Task requirements:
Every line with the string "responses" in it belongs in your answer, so copy them all from the data.

(Stored items)
:::
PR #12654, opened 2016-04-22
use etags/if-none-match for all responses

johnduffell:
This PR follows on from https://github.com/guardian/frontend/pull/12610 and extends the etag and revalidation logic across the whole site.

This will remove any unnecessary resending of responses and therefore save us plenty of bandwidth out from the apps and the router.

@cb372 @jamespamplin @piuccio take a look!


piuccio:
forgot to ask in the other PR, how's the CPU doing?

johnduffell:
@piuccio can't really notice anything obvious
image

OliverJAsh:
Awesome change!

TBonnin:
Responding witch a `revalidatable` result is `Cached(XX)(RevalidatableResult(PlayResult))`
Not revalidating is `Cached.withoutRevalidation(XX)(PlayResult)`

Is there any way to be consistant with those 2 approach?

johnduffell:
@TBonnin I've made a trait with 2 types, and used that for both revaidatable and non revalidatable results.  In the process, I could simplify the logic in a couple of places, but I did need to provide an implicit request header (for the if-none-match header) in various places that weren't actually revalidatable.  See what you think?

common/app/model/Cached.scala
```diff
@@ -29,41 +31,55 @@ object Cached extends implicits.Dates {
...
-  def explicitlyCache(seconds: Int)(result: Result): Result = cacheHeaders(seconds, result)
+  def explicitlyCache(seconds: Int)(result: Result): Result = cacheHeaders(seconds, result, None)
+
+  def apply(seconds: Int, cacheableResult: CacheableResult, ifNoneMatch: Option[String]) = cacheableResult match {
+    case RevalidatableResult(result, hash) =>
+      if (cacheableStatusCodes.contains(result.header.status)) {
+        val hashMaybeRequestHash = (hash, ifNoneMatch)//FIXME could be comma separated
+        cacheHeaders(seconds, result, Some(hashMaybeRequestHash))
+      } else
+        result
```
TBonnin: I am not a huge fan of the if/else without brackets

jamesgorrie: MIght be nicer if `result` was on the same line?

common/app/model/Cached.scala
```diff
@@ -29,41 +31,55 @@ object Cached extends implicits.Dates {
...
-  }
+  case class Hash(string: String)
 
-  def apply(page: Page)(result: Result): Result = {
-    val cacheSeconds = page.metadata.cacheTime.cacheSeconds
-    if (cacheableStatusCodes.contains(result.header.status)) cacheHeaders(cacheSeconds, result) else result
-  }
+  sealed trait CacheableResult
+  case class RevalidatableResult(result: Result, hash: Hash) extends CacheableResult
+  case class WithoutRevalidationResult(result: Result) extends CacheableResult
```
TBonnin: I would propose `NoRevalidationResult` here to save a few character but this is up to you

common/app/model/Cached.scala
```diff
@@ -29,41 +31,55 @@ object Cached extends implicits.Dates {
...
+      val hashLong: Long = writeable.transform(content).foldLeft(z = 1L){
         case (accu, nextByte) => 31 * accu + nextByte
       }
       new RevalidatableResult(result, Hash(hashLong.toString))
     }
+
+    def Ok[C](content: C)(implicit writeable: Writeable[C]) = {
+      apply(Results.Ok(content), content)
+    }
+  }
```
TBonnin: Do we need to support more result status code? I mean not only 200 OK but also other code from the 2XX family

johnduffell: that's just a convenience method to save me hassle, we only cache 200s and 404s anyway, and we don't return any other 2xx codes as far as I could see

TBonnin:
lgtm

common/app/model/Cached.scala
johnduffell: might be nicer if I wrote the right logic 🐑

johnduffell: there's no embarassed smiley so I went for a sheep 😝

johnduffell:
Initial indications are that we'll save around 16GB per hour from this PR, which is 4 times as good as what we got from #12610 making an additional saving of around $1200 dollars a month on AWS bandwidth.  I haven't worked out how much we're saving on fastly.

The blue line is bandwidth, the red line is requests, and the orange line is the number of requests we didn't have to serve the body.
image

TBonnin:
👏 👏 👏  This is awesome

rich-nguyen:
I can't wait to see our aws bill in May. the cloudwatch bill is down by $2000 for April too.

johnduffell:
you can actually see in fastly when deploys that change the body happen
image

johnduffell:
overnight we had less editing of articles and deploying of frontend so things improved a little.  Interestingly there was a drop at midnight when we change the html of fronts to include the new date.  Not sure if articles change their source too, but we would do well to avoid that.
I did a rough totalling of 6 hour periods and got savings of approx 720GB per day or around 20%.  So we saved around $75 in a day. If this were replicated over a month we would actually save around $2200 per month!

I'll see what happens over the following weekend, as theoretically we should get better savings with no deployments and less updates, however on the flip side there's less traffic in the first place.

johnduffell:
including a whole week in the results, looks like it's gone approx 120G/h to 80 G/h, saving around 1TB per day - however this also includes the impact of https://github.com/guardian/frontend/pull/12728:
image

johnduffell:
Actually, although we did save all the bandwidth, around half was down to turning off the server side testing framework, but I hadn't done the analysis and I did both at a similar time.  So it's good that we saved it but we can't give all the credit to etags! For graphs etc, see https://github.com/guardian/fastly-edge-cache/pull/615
:::
Written response:
use etags/if-none-match for all responses
This will remove any unnecessary resending of responses and therefore save us plenty of bandwidth out from the apps and the router.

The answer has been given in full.